Tout le monde n'est pas logé à la même enseigne. Sur les 10,34 millions de ménages français qui disposent d'un contrat de gaz, environ 60 % ont souscrit une offre indexée sur ce prix repère : pour eux, la hausse s'applique en totalité. Les 40 % restants, en offre à prix fixe, ne verront évoluer que la part liée à l'acheminement — le prix du gaz lui-même étant verrouillé jusqu'à l'échéance de leur contrat.

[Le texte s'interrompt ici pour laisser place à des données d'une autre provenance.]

PR #1697, opened 2021-03-04
fix build.settings again and use in memory cache instead of redis

lucacasonato:
The redis cache is very slow. We can use it as a secondary cache in the future, but for now just an in memory cache should do the trick.

### DIFF
--- a/proxy/deps.ts
+++ b/proxy/deps.ts
@@ -4,8 +4,5 @@ export type {
   Context,
   RouterContext,
 } from "https://deno.land/x/oak@v6.5.0/mod.ts";
-export {
-  Cache,
-  redisCache,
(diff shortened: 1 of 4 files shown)


proxy/deps.ts
```diff
@@ -4,8 +4,5 @@ export type {
   Context,
   RouterContext,
 } from "https://deno.land/x/oak@v6.5.0/mod.ts";
-export {
-  Cache,
-  redisCache,
-} from "https://deno.land/x/httpcache@0.1.0/redis.ts";
+export { Cache } from "https://deno.land/x/httpcache@0.1.0/redis.ts";
```
satyarohith, line 7:
```suggestion
export { Cache } from "https://deno.land/x/httpcache@0.1.0/mod.ts";
```

ry (approved):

Pourquoi le prix du gaz augmente
La CRE avance plusieurs causes qui se cumulent. D'abord, les coûts d'approvisionnement se sont renchéris sur les marchés de gros, auxquels s'ajoutent la hausse des certificats d'économies d'énergie et des coûts commerciaux des fournisseurs. Ensuite, le tarif de distribution du gaz évolue au 1er juillet. Enfin, c'est à cette date qu'entre en vigueur la péréquation gazière : un tarif de réseau désormais unique sur tout le territoire, qui harmonise ce que paient les foyers desservis par GRDF et ceux qui dépendent des régies locales.
Ce que l'on peut faire côté facture
Le prix repère n'est pas un tarif réglementé — celui du gaz a disparu en juillet 2023 — mais une boussole publiée pour comparer les offres du marché. Un contrat indexé qui devient trop lourd peut se renégocier ou se remplacer par une offre à prix fixe, et plusieurs habitudes de consommation pèsent directement sur les volumes : nous avons détaillé sept leviers concrets pour alléger sa facture de gaz, du réglage de la chaudière au choix du contrat.
La boussole de la CRE, elle, redonnera sa mesure le mois prochain : le prix repère est recalculé chaque mois, à la hausse comme à la baisse.